Interacting with the Deployed gpt-oss 120b Model
Next, you need a way to interact with the deployed model. There are several possible approaches, but this section covers two common methods: cURL and OpenAI’s Python library. First, use cURL. Open a new terminal window and connect to the remote machine via SSH. Then paste the following command into the terminal. This example asks the model to tell a joke.
curl http://localhost:8000/v1/chat/completions \
-H "Content-Type: application/json" \
-d '{
"model": "openai/gpt-oss-120b",
"messages": [
{ "role": "system", "content": "You are a helpful assistant." },
{ "role": "user", "content": "Tell me a joke." }
],
"temperature": 0.7,
"max_tokens": 100
}'
This should return output similar to the following:
{"id":"[anonymized]","object":"chat.completion","created":1762542942,"model":"openai/gpt-oss-120b","choices":[{"index":0,"message":{"role":"assistant","content":"analysisUser asks for a joke. Provide a joke. Keep it appropriate.assistantfinalSure, here's a classic one for you:\n\n**Why don’t scientists trust atoms?**\n\n*Because they make up everything!*","refusal":null,"annotations":null,"audio":null,"function_call":null,"tool_calls":[],"reasoning_content":null},"logprobs":null,"finish_reason":"stop","stop_reason":null}],"service_tier":null,"system_fingerprint":null,"usage":{"prompt_tokens":85,"total_tokens":134,"completion_tokens":49,"prompt_tokens_details":null},"prompt_logprobs":null,"kv_transfer_params":null}root@ml-ai-ubuntu-gpu-mi300curl http://localhost:8000/v1/chat/completions \hat/completions \
This method can be used for many different tasks, including code completion, tool-calling workflows, and complex function calls. Try your own prompts to explore what the model can do.

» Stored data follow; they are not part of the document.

Issue #6551, opened 2023-04-17
Automatic reachableServices


lahabana:
### Description

[Reachable services](https://kuma.io/docs/dev/production/upgrades-tuning/fine-tuning/#reachable-services) is an ok optimization but it's very manual and annoying.

We rely on TrafficRoutes to populate all the clusters. So if you don't have a TrafficRoute there's nothing you can do (unfortunately this makes it impossible to only use MeshHTTPRoute and MeshTCPRoute).

Could we use the existing policies to only add clusters for the clusters we want to talk to.

## Open questions

1) What do we want to happen when we don't have any MeshHTTPRoute nor MeshTCPRoute?
   To me we should be able to route everywhere.
2) Should we use MeshTrafficPermissions to figure who receives the configuration for which service?
   This makes sense as you would expect to not have any information about a service you don't have access to.
3) What's the migration strategy?

## Implementation idea

Use MeshTrafficPermissions to build the reverse graph of which services can reach which services.
Only add envoy clusters for the services you have permissions to.

This has the following benefits:

1. That's what customers expect this feature to look like
2. You get added security that proxies that have not access to the service don't even it exists
3. Places that go 0 trust get the best perf out of the box
4. You can always allow everything by have a `targetRef: Mesh -- from: targetRef: Mesh -- Allow` policy (which would likely be a good default).
5. No need to figure out with 2 different policies. No need to manage to define a route that does All to All.
6. MeshTrafficPermission would do something even when mTLS is not enabled

Drawbacks:

1. Using MeshTrafficPermission kind of breaks our rule “top-level targetRef selects proxy to configure”. You change  Allow to ShadowDeny for Service A and this affects xds configurations of all other services in the mesh.

Note: If we do this you'd want `ShadowDeny` to be considered the same as `Allow` when it comes to advertising clusters to consumers of a service. Because you want to get the opportunity of a service

lahabana:
> Triage: this can also be used for auditing who can talk to whom.

lukidzi:
I think just relying on 'MeshTrafficPermissions' might not be sufficient. We could do the combination of both `MeshTrafficPermission` and `Mesh*Route`. I think sometimes you might define allow-all but define subset of routes. In this case we could cover more cases. 

Also, 2nd idea is to use stats of communication, it's less reliable but we could do something more like `suggestions`
1. Scrape metrics of clusters over some period of time
2. Build a map of services which service requested and persist in the store
[...]

Issue #6589, opened 2023-04-21
`ExternalService`s shouldn't rely on the existence of a `TrafficPermission`


lahabana:
### Description

When delete default TrafficPermission then ExternalServices don't work at all. Kuma generates outbounds for ES based on the TrafficPermission policy (no permission -> no outbound).

Can we just have a RBAC filter on the external service listener? What happens with Egress?

- [x] https://github.com/kumahq/kuma/issues/8468

lahabana:
Should we close this now? @lukidzi ?

slonka:
This is still a problem, we shouldn't close this ☝️

cbugneac-nex:
I'm on Kuma version 2.4.3 and decided to migrate to `MeshTrafficPermission` from `TrafficPermission`. Created default allow all initially to not break working things:
```yaml
---
apiVersion: kuma.io/v1alpha1
kind: MeshTrafficPermission
metadata:
  namespace: kuma-system
  name: allow-all-default
  labels:
    kuma.io/mesh: default
spec:
  from:
  - default:
      action: AllowWithShadowDeny
    targetRef:
      kind: Mesh
  targetRef:
    kind: Mesh
```
And now access to `ExternalServices` doesn't work even if I add explicit `MeshTrafficPermissions` for `ExternalServices`.

lukidzi:
My idea to change the behavior:
* Remove matching service with TrafficPermisson
* Deliver all ExternalServices to Dataplanes when there is no TrafficPermission/MeshTrafficPermission defined 
** If ReachableServices are defined we filter out ExternalServices
** TrafficPermission/MeshTrafficPermission for ExternalServices has only impact when using Egress
I am not sure the best way to handle Auto ReachableServices, they are relying on the MTP so the user would need to define policy to have access or we could deliver all ES until there is a policy matching ES but it seems a bit complicated.

> Can we just have an RBAC filter on the external service listener? What happens with Egress?
I don't think that we should define RBAC in outgoing traffic, just configure RBAC when using egress. Should we allow all when no policy or deny and require the user to define it?

PR #8084, opened 2023-10-20
docs(madr): auto reachable services

slonka:
xref: https://github.com/kumahq/kuma/issues/6551

### Checklist prior to review

### DIFF
--- a/docs/madr/decisions/031-automatic-rechable-services.md
+++ b/docs/madr/decisions/031-automatic-rechable-services.md
@@ -245,6 +245,8 @@ inlineDnsTable:
 
 And that I would have a special listener in Envoy that would have an HTTP filter that would use `odcds`.
 
+You can see a demo of this in https://github.com/slonka/test-odcds.
+
 Pros/cons:
 * This is a very clean solution that would require minimal effort from the users, just marking services with `kuma.io/protocol: http`
 * It requires implementing `odcds` in `go-control-plane` and changes in Kuma
--- a/docs/madr/decisions/031-automatic-rechable-services.md
+++ b/docs/madr/decisions/031-automatic-rechable-services.md
@@ -178,16 +178,34 @@ If the system is too big to do this we need to do extra work in the iterations (
 3. We enable MeshTrafficPermission for services brought into the mesh (the performance improves because we trimmed the configs)
 4. We repeat point 2-3 until all services are in the Mesh
 
-How to ensure in the 3rd point that we defined the right services?
-Remember, once MeshTrafficPermission with deny is added we're going to start rejecting all traffic that is not allowed.
+Let's take the following service graph as an example:
 
-Even if we get the right services on the first try when do we trim the config of the outbounds?
-And when do we actually start blocking traffic?
+```mermaid
+flowchart LR
+ingress --> a --> b & c 
+c --> d & e
+b --> f
+```
 
-If we decide to do this on `MeshTrafficPermission` with `deny` then
-it only works with mTLS enabled and if there are services that aren't in the mesh they would simply be denied access.
-So for us to use `MeshTrafficPermission/deny` we already have to have the whole graph structure figured out,
-turn on Mesh for them 
+If we enable MTP on `d` that allows `c` to contact it,
+and we only use this information
+then suddenly traffic between `c -> e` does not work <sup>1</sup>.
+
+We can't enable MTP on `b` until we bring `a` into the mesh.
+
+How this only could work is that we start at the `ingress` and we bring the services level by level and
+at each level we define MTP. We have to bring services at each level at the same time to not disturb the flow of traffic (<sup>1</sup>).
+
+It seems to me that this approach requires a lot of up front knowledge (the entire service graph) and
+leaves not too much room for error.
+
+There are other small concerns that also need addressing:
+- wrong errors on the client side, instead of 403 client will get 404/"no upstream"
+  - in public facing APIs this is quote common to get a 404 to a resource that you don't have permissions to
+  - we could have a flag to distinguish between a regular 404 and this 404 caused by no upstream resulting from config trimming and return a 403
+- wrong RBAC stats on the server side
+  - we would have correct stats on the client side - if we can translate that and surface it to the user I don't think anyone would mind
+  - 
 
 
 ### {option 2}
--- a/docs/madr/decisions/031-automatic-rechable-services.md
+++ b/docs/madr/decisions/031-automatic-rechable-services.md
@@ -334,6 +334,8 @@ Pros/cons:
 * It requires implementing `odcds` in `go-control-plane` and changes in Kuma
 * No solution for TCP traffic
 * Not possible in the required timeframe
+* Delay on the first request 
+* Unable to make a request to new service when CP is down 
 
 ### Using MeshHTTPRoute / MeshTCPRoute to populate the clusters
 
--- a/docs/madr/decisions/031-automatic-rechable-services.md
+++ b/docs/madr/decisions/031-automatic-rechable-services.md
@@ -164,20 +164,11 @@ This is simply `A` can talk to anyone, this could be either adding and outgoing 
 
 3. `MeshService/MeshService` - already talked about, this is the easy case
 
-4. `MeshServiceSubset` 
+4. Subsets 
 
-Unfortunately there is one option here,
-we need to treat `MeshServiceSubset` just like `MeshService`.
-This is because we can't trim individual endpoints because the data is not available at that point, and
-we have to accept the fact that we will miss out on (small) parts of the config that could be trimmed.
+There is a strong case that makes sense using `k8s.kuma.io/namespace: xyz` to allow only traffic from a specific namespace.
 
-5. `MeshSubset`
-
-This one is a bit more tricky because the potential radious is a bit bigger.
-The approach has to be the same as in `MeshServiceSubset`, meaning: treat `MeshSubset` as just `Mesh`.
-
-There is a case that makes sense using `k8s.kuma.io/namespace: xyz` to allow only traffic from a specific namespace,
-so this needs to be documented that it won't improve the performance.
+We will support `MeshSubset` and `MeshServiceSubset` on the `from` level and support `k8s.kuma.io/*` labels on the `top` level.
 
 #### Migration
 
--- a/docs/madr/decisions/031-automatic-rechable-services.md
+++ b/docs/madr/decisions/031-automatic-rechable-services.md
@@ -46,7 +46,7 @@ Chosen option: "Using MeshTrafficPermission to generate reverse graph that would
 
 ### Negative Consequences
 
-* requires a lot of manual work
+* requires some manual work to define MTPs
 * everything in the option section
   * to have performance consequences it requires knowledge of all services that consume API of the service being migrated (you can always do `from: Mesh`)
   * breaking "top-level targetRef selects proxy to configure" rule
--- a/docs/madr/decisions/031-automatic-rechable-services.md
+++ b/docs/madr/decisions/031-automatic-rechable-services.md
@@ -51,7 +51,7 @@ Chosen option: "Using MeshTrafficPermission to generate reverse graph that would
   * to have performance consequences it requires knowledge of all services that consume API of the service being migrated (you can always do `from: Mesh`)
   * breaking "top-level targetRef selects proxy to configure" rule
   * no RBAC stats on the server side
-  * different errors on the client side, instead of 403 client will get 404/"no upstream"
+  * different errors on the client side, instead of 403 client will get connection close / connection reset (more info in mTLS section)
     * this might be desirable in some cases (e.g. github will 404 on repositories you don't have access to if you **are not** part of the organisation)
     * but it also can be undesirable (e.g. github will 403 on repositories you don't have access to if you **are** part of the organisation)
 
--- a/docs/madr/decisions/031-automatic-rechable-services.md
+++ b/docs/madr/decisions/031-automatic-rechable-services.md
@@ -1,0 +1,214 @@
+# Automatic reachable services
+
+* Status: accepted
+
+Technical Story: https://github.com/kumahq/kuma/issues/6551
+
+## Context and Problem Statement
+
+With large enough Mesh (more than 1000 services) processing the whole cluster state for each proxy is not possible due to performance reasons (what is the boundary that we're hitting, is it the CPU of the CP / DP, can we have flame graphs showing hot spots?).
+This is why a feature called [reachable services](https://github.com/kumahq/kuma-website/blob/045ff9868acdb4b322759dde3f8053f41948100f/app/_src/production/upgrades-tuning/fine-tuning.md#L8-L7) was introduced.
+Reachable services is a step in the right direction but defining the whole service graph manually by the service owners or the platform team is a big ask.
+
+How do we ensure a smooth Mesh migration (keeping in mind the performance and minimising manual labour) for large systems?
+
+## Decision Drivers <!-- optional -->
+
+* feasibility of implementation for 2.5 release
+* minimize the manual labour needed
+* smooth migration to Mesh for large systems without downtime or service communication issues
+
+## Considered Options
+
+* Using MeshTrafficPermission to generate reverse graph that would feed into reachable services
+* {option 2}
+* {option 3}
+* … <!-- numbers of options can vary -->
+
+## Decision Outcome
+
+Chosen option: "{option 1}", because {justification. e.g., only option, which meets k.o. criterion decision driver | which resolves force {force} | … | comes out best (see below)}.
+
+### Positive Consequences <!-- optional -->
+
+* {e.g., improvement of quality attribute satisfaction, follow-up decisions required, …}
+* …
+
+### Negative Consequences <!-- optional -->
+
+* {e.g., compromising quality attribute, follow-up decisions required, …}
+* …
+
+## Pros and Cons of the Options
+
+### Using MeshTrafficPermission to generate reverse graph that would feed into reachable services
+
+#### Mapping
+
+MeshTrafficPermission is defined by the service owner and states which services can communicate with that service.
+Based on that information we could build a reverse graph containing information who can talk to whom and based on that we could trim the configs created (which would be equivalent to populating reachable services field).
+
+So MTPs like this:
+
+```yaml
+apiVersion: kuma.io/v1alpha1
+kind: MeshTrafficPermission
+metadata:
+  namespace: kuma-system
+  name: mtp-b
+spec:
+  targetRef:
+    kind: MeshService
+    name: d
+  from:
+    - targetRef:
+        kind: MeshService
+        name: a
+      default:
+        action: Allow
+    - targetRef:
+        kind: MeshService
+        name: b
+      default:
+        action: Allow
+    - targetRef:
+        kind: MeshService
+        name: c
+      default:
+        action: Allow
+```
+
+Would translate into:
+
+```mermaid
+graph TD
+    A-->D
+    B-->D
+    C-->D
+```
+
+Warning: this is only the case when you enable mTLS and remove default TrafficPermission and MeshTrafficPermission.
+For visibility, you could have a default "deny all" policy.
+
+Let's consider other `targetRef` with allow types in combination with `top`/`from` level:
+1. `Mesh/Mesh` - this won't help us because that's the default, anyone can talk to anyone and we can't
+
+2. `MeshService/Mesh`  
+
+```yaml
+apiVersion: kuma.io/v1alpha1
+kind: MeshTrafficPermission
+metadata:
+  namespace: kuma-system
+  name: mtp-ms-to-mesh
+spec:
+  targetRef:
+    kind: MeshService
+    name: a
+  from:
+    - targetRef:
+        kind: Mesh
+      default:
+        action: Allow
+```
+
+```mermaid
+graph TD
+    B-->A
+    C-->A
+    D-->A
+```
+
+We could either define an edge between every service to that service or have a special list that contains allIncomingAllowed.
+Services from that list would always be added as an outgoing edge.
+
+- `Mesh/MeshService`
+
+```yaml
+apiVersion: kuma.io/v1alpha1
+kind: MeshTrafficPermission
+metadata:
+  namespace: kuma-system
+  name: mtp-mesh-to-ms
+spec:
+  targetRef:
+    kind: Mesh
+  from:
+    - targetRef:
+        kind: MeshService
+        name: a
+      default:
+        action: Allow
+```
+
+```mermaid
+graph TD
+    A-->B
+    A-->C
+    A-->D
+```
+
+This is simply A can talk to anyone, this could be either adding and outgoing edge from this service to every other service or having it on a list called allOutgoing and
+not bothering to trim the configuration.
+
+3. `MeshService/MeshService` - already talked about, this is the easy case
+
+4. `MeshServiceSubset` 
+
+There are two options here:
+1. We could treat it as just `MeshService` and include everything, it will probably be just a small overhead in Endpoints
+2. We could trim the endpoints based on the tags
+
+For 2. we would probably need to reuse the policy matching mechanism while doing the graph computation.
+
+5. `MeshSubset`
+
+This one is a bit more tricky because the potential radious is a bit bigger. The approaches are the same as in `MeshServiceSubset`.
+Do people really use `MeshSubset` for MeshTrafficPermission?
+
+#### Migration
+
+A typical migration to Mesh involves bringing services gradually into the Mesh.
+If the system is small enough, after several iterations, it will be enabled for the whole system (every service).
+
+If the system is too big to do this we need to do extra work in the iterations (defining MeshTrafficPermissions along the way).
+
+1. 0 services are in the Mesh
+2. We bring in X services into the Mesh (where X is small enough, so the Mesh can handle it)
+3. We enable MeshTrafficPermission for services brought into the mesh (the performance improves because we trimmed the configs)
+4. We repeat point 2-3 until all services are in the Mesh
+
+How to ensure in the 3rd point that we defined the right services?
+Remember, once MeshTrafficPermission with deny is added we're going to start rejecting all traffic that is not allowed.
+
+Even if we get the right services on the first try when do we trim the config of the outbounds?
+And when do we actually start blocking traffic?
+
+If we decide to do this on `MeshTrafficPermission` with `deny` then
+it only works with mTLS enabled and if there are services that aren't in the mesh they would simply be denied access.
+So for us to use `MeshTrafficPermission/deny` we already have to have the whole graph structure figured out,
+turn on Mesh for them 
+
+
+### {option 2}
+
+{example | description | pointer to more information | …} <!-- optional -->
+
+* Good, because {argument a}
+* Good, because {argument b}
+* Bad, because {argument c}
+* … <!-- numbers of pros and cons can vary -->
+
+### {option 3}
+
+{example | description | pointer to more information | …} <!-- optional -->
+
+* Good, because {argument a}
+* Good, because {argument b}
+* Bad, because {argument c}
+* … <!-- numbers of pros and cons can vary -->
+
+## Links <!-- optional -->
+
+* {Link type} {Link to ADR} <!-- example: Refined by [ADR-0005](0005-example.md) -->
+* … <!-- numbers of links can vary -->
--- a/docs/madr/decisions/031-automatic-rechable-services.md
+++ b/docs/madr/decisions/031-automatic-rechable-services.md
@@ -36,8 +36,10 @@ Chosen option: "Using MeshTrafficPermission to generate reverse graph that would
 
 ### Positive Consequences
 
-* not invasive, composable, plug and play, can be removed if proven not efficient enough
-  * composable means you can have both trimming by MTP and add reachable services annotation, they are combined
+* not invasive, plug and play, can be removed if proven not efficient enough
+  * reachable services should take precedence because:
+    * we can change it back if we need to
+    * we have escape path if there is an edge case that would incorrectly generate the graph
 * possible to implement in the given time frame
 * it still works with reachable services and people can mix and match both options
 * is a performance benefit for users that already have MTPs defined
--- a/docs/madr/decisions/031-automatic-rechable-services.md
+++ b/docs/madr/decisions/031-automatic-rechable-services.md
@@ -209,10 +209,28 @@ spec:
         name: a
       default:
         action: Allow
-
 ```
 
-The migration assumes using Kubernetes DNS.
+And then for each of namespaces and then selectively allow services with:
+
+```yaml
+apiVersion: kuma.io/v1alpha1
+kind: MeshTrafficPermission
+metadata:
+  namespace: kuma-system
+  name: ns-allow
+spec:
+  targetRef:
+    kind: MeshService
+    name: my-public
+  from:
+    - targetRef:
+        kind: Mesh
+      action: Allow
+```
+
+Scale this to 10 namespaces with 10 services per namespace with 2 services per ns accessible outside their own service.
+Then you have per instance 10 + (9 * 2) = 28 services to know about vs 100 services in our current naive case this is a massive improvement and without much sacrifice.
 
 Let's take the following service graph as an example:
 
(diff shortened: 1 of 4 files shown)


docs/madr/decisions/031-automatic-rechable-services.md
```diff
@@ -0,0 +1,263 @@
+# Automatic reachable services
+
+* Status: accepted
+
+Technical Story: https://github.com/kumahq/kuma/issues/6551
+
+## Context and Problem Statement
+
+With large enough Mesh (more than 1000 services) processing the whole cluster state for each proxy is not possible due to performance reasons (what is the boundary that we're hitting, is it the CPU of the CP / DP, can we have flame graphs showing hot spots?).
```
lahabana, line 9: As mentioned before the complexity of this is O(n^2) (n is the number of services). We end up with envoy configs that are multiple MB and CP consuming many cores for small clusters. You can check this by just looking at small clusters with and without reachable services all metrics collapse when using reachable services

docs/madr/decisions/031-automatic-rechable-services.md
```diff
@@ -0,0 +1,263 @@
...
+
+* not invasive, plug and play, can be removed if proven not efficient enough
+* possible to implement in the given time frame
+
+### Negative Consequences
+
+* requires a lot of manual work, in ideal situation I think we could try to do a PoC of ODCDS
+* everything in the option section
+  * requires knowledge of all services that consume API of the service being migrated
+  * breaking "top-level targetRef selects proxy to configure" rule
```
lahabana, line 45: I think that's the only negative consequence though wouldn't this also mean that MTP are in any case partly handled outside of the plugin?

docs/madr/decisions/031-automatic-rechable-services.md
```diff
@@ -0,0 +1,263 @@
...
+
+A typical migration to Mesh involves bringing services gradually into the Mesh.
+If the system is small enough, after several iterations, it will be enabled for the whole system (every service).
+
+If the system is too big to do this we need to do extra work in the iterations (defining MeshTrafficPermissions along the way).
+
+1. 0 services are in the Mesh
+2. Bring X services into the Mesh (where X is small enough, so the Mesh can handle it)
+3. Enable MeshTrafficPermission for services brought into the mesh (the performance improves because we trimmed the configs)
+4. Repeat point 2-3 until all services are in the Mesh
```
lahabana, line 184: I don't think that's what happens. Having an MTP for the mesh should be a recommended way to go about a migration. Even if you use a very wide MTP (from: Mesh or from: Namespace).
If you do it organically like this you get transparent benefits.

docs/madr/decisions/031-automatic-rechable-services.md
```diff
@@ -0,0 +1,263 @@
...
+
+The good thing about how this migration is set up is that we can gradually do it without any interruption to the system.
+The downside of it is that **a service owner needs to know EXACTLY which services consume their service** to avoid any disruptions.
```
lahabana, line 187: No it doesn't. It's an optimisation the problem we're trying to address is that we have an algorithm that scales in O(n^2) and must reduce the complexity.
For any service from which we define a restrictive MTP we reduce the complexity. If it's perfect then you go to the optimal solution. If it's not perfect you are still better than worst case.

Think about it just telling people to start with:

```yaml
type: MTP
name: namespace-controlled
spec:
  targetRef:
    kind: MeshSubset
    tags:
       namespace: my-ns
  from:
    - kind: MeshSubset
      tags:
        namespace: my-ns
      action: Allow
```

Just do this for each of your namespace and then selectively allow services with:

```yaml
type: MTP
name: ns-allow
spec:
   targetRef:
      kind: MeshService
      name: my-public
   from:
      - targetRef:
            kind: Mesh
         action: Allow
```

Scale this to 10 namespaces with 10 services per namespace with 2 services per ns accessible outside their own service.

Then you have per instance 10 + (9 * 2) = 28 services to know about vs 100 services in our current naive case this is a massive improvement and without much sacrifice.

Even if you take a super open mesh with 1k services who only have 3 services with very restrictive MTP the number goes down quickly 1000^2 = 1M vs  997^2 + (the few services that do actually access the 3 restricted services)

docs/madr/decisions/031-automatic-rechable-services.md
```diff
@@ -0,0 +1,263 @@
...
+The migration assumes using Kubernetes DNS.
```
lahabana, line 188: I don't think that's specific to this MADR right?

docs/madr/decisions/031-automatic-rechable-services.md
```diff
@@ -0,0 +1,263 @@
...
+
+```mermaid
+flowchart LR
+ingress --> a --> b & c 
+c --> d & e
+b --> f
+```
+
+We want to bring services into the mesh one by one and trim their config, let's start with service `c` (it's a good example because it has both inbound and outbound traffic):
+0. We have a default MTP `Mesh/Mesh` with `allow`
```
lahabana, line 200: I think that's the broken premise here. The MTP allow all should only be used in demos. Service owners should think about who can access their services (if you do the code parallel it's similar to public/private).

docs/madr/decisions/031-automatic-rechable-services.md
```diff
@@ -0,0 +1,263 @@
...
+    name: some-service.svc
+```
+
+And that I would have a special listener in Envoy that would have an HTTP filter that would use `odcds`.
+
+Pros/cons:
+* This is a very clean solution that would require minimal effort from the users, just marking services with `kuma.io/protocol: http`
+* It requires implementing `odcds` in `go-control-plane` and changes in Kuma
+* No solution for TCP traffic
+* Not possible in the required timeframe
```
lahabana, line 252: I think a feature like this is by far our best hope. The advantage of MTP is that we would be able to fail ODCDS if we request a cluster we don't have access too so if we implement this later we'd still need the MTP feature.

docs/madr/decisions/031-automatic-rechable-services.md
```diff
@@ -0,0 +1,263 @@
...
+
+## Decision Outcome
+
+Chosen option: "Using MeshTrafficPermission to generate reverse graph that would feed into reachable services"
+
+### Positive Consequences
+
+* not invasive, plug and play, can be removed if proven not efficient enough
+* possible to implement in the given time frame
+
```
lahabana, line 39: Another positive consequence is that it still works with reachable services and folks can mix and match both options.

docs/madr/decisions/031-automatic-rechable-services.md
```diff
@@ -0,0 +1,263 @@
...
+This is because we can't trim individual endpoints because the data is not available at that point, and
+we have to accept the fact that we will miss out on (small) parts of the config that could be trimmed.
+
+5. `MeshSubset`
+
+This one is a bit more tricky because the potential radious is a bit bigger.
+The approach has to be the same as in `MeshServiceSubset`, meaning: treat `MeshSubset` as just `Mesh`.
+
+There is a case that makes sense using `k8s.kuma.io/namespace: xyz` to allow only traffic from a specific namespace,
+so this needs to be documented that it won't improve the performance.
```
lahabana, line 172: I feel that we take this a little upside down. What we do is when we generate the configuration of a DPP we want to figure which clusters we have access to. At this time we should be able to look at all the MTP one by one and the list of services.
So we can't manage a `MeshSubset` at the top level but we can at the `from` level right?

So in the end I think the algorithm is:

- take all MTPs
- filter out all MTP with topLevel targetRef of MeshSubset
- for each service in the mesh keep only those who have an MTP which have access to ANY endpoint in this service from the current DPP

no?

slonka:
> I'm still of the (opinion? - insertion by slonka) that this MTP option is still the pragmatically best option for the following reasons:
> 
> * it's small and easy to implement
> * it has real added security benefits

I completely agree.
 
> I think there's too much focus on the migration here

I don't fully agree. To me going through migration steps and making sure they are airtight was really important. I would highly oppose this option if I found gaps in the migration path. I did not so I'm confident that we can go forward with this.

The second thing here is that you pointed out that there is too much focus on migration but you did not say what I should focus on more.

> I guess switching this around would we resist this feature as much if we wanted added security instead of better performance? We'd have added security with the side effect of better perf.

I'm not resisting this feature. I tried to lay down all the possible options and figure out which one is the best taking into account all the real world constraints. I did not want to sound like I'm against this option. My gut feeling is it's the best option given the circumstances but in the long term we should evaluate other options. 

---

I'm going through other comments and adjusting the contents now.

docs/madr/decisions/031-automatic-rechable-services.md
```diff
@@ -0,0 +1,263 @@
...
+* possible to implement in the given time frame
+
+### Negative Consequences
+
+* requires a lot of manual work, in ideal situation I think we could try to do a PoC of ODCDS
+* everything in the option section
+  * requires knowledge of all services that consume API of the service being migrated
+  * breaking "top-level targetRef selects proxy to configure" rule
+  * wrong RBAC stats on the server side
+  * wrong errors on the client side, instead of 403 client will get 404/"no upstream"
```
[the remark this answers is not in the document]
slonka: I think there are different levels so you'd get 404 if you're outside the org and you'd get 403 if you're inside the org but you don't have access to the repo. I'll change the point to reflect that.

docs/madr/decisions/031-automatic-rechable-services.md
```diff
@@ -0,0 +1,263 @@
...
+### Positive Consequences
+
+* not invasive, plug and play, can be removed if proven not efficient enough
+* possible to implement in the given time frame
+
+### Negative Consequences
+
+* requires a lot of manual work, in ideal situation I think we could try to do a PoC of ODCDS
+* everything in the option section
+  * requires knowledge of all services that consume API of the service being migrated
```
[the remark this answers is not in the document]
slonka: yeah but then it does not help us, right? I'll adjust the point

docs/madr/decisions/031-automatic-rechable-services.md
slonka: yeah, to build the graph and to use it we need to hook in `mesh_context_builder.go`

docs/madr/decisions/031-automatic-rechable-services.md
```diff
@@ -0,0 +1,263 @@
...
+
+There is a case that makes sense using `k8s.kuma.io/namespace: xyz` to allow only traffic from a specific namespace,
+so this needs to be documented that it won't improve the performance.
+
+#### Migration
+
+A typical migration to Mesh involves bringing services gradually into the Mesh.
+If the system is small enough, after several iterations, it will be enabled for the whole system (every service).
+
+If the system is too big to do this we need to do extra work in the iterations (defining MeshTrafficPermissions along the way).
```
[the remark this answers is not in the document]
slonka: By "from the start" you mean that people are defining MTP before even enabling the Mesh? I don't think that's the case. I think that most of the people would first want to try install it and then try out features. I will add a point of side benefit to the existing MTP users.

docs/madr/decisions/031-automatic-rechable-services.md
```diff
@@ -0,0 +1,263 @@
...
+Chosen option: "Using MeshTrafficPermission to generate reverse graph that would feed into reachable services"
+
+### Positive Consequences
+
+* not invasive, plug and play, can be removed if proven not efficient enough
+* possible to implement in the given time frame
+
+### Negative Consequences
+
+* requires a lot of manual work, in ideal situation I think we could try to do a PoC of ODCDS
```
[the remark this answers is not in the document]
jakubdyszkiewicz: What manual work does it require?

docs/madr/decisions/031-automatic-rechable-services.md
jakubdyszkiewicz: > wouldn't this also mean that MTP are in any case partly handled outside of the plugin?

unfortunately - yes :(

docs/madr/decisions/031-automatic-rechable-services.md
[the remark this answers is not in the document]
jakubdyszkiewicz: I don't think you will get 404. And I don't think you would get 403 with clusters.

docs/madr/decisions/031-automatic-rechable-services.md
slonka: I agree but if I remember correctly my chat with @jakubdyszkiewicz we had a problem with `subsets` - https://github.com/kumahq/kuma/pull/8084/files#diff-28d6e9df351b905115d7d3e1c54ba2075abd0f57c370d093917530af05935e75R159 . Maybe @jakubdyszkiewicz figured out a way around this.

docs/madr/decisions/031-automatic-rechable-services.md
slonka: No, just wanted to state that out explicitly, can remove this if you want.

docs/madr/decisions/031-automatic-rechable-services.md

If you prefer Python, you can use OpenAI’s Python library. In a separate window from the running vLLM server, start Jupyter Lab. Paste the following commands into the terminal to install the required components.
python3 -m venv venv
source venv/bin/activate
pip install openai jupyter
jupyter lab --allow-root
Use a browser feature in your development environment, such as Cursor or VS Code’s simple browser, to access the Jupyter Lab interface locally. Once it is running, create and open a new Jupyter Notebook. In the first code cell, paste the following Python code.
from openai import OpenAI
# Set OpenAI's API key and API base to use vLLM's API server.
openai_api_key = "EMPTY"
openai_api_base = "http://localhost:8000/v1"
client = OpenAI(
api_key=openai_api_key,
base_url=openai_api_base,
)
chat_response = client.chat.completions.create(
model="openai/gpt-oss-120b",
messages=[
{"role": "system", "content": "You are a helpful assistant."},
{"role": "user", "content": "Tell me a joke."},
]
)
print("Chat response:", chat_response)
If everything is working correctly, you should receive output similar to this:
Chat response: ChatCompletion(id='chatcmpl-b600ce13dfd041a4a934ebe7826c8a44', choices=[Choice(finish_reason='stop', index=0, logprobs=None, message=ChatCompletionMessage(content='analysisThe user wants a joke. Provide a joke. Should be appropriate. Simple.assistantfinalWhy don’t scientists trust atoms?\n\nBecause they **make up** everything!', refusal=None, role='assistant', annotations=None, audio=None, function_call=None, tool_calls=[], reasoning_content=None), stop_reason=None)], created=1762543674, model='openai/gpt-oss-120b', object='chat.completion', service_tier=None, system_fingerprint=None, usage=CompletionUsage(completion_tokens=41, prompt_tokens=85, total_tokens=126, completion_tokens_details=None, prompt_tokens_details=None), prompt_logprobs=None, kv_transfer_params=None)
With this Python-based setup, vLLM interaction can be integrated into many applications and workflows, including custom agents. This approach is as flexible as cURL while also allowing you to use the broader Python ecosystem.
Closing Thoughts
Running vLLM with gpt-oss on AMD MI300X-powered GPU servers is relatively straightforward thanks to the work of the vLLM and ROCm communities. With access to suitable GPU infrastructure, users can launch this powerful model quickly on high-performance hardware.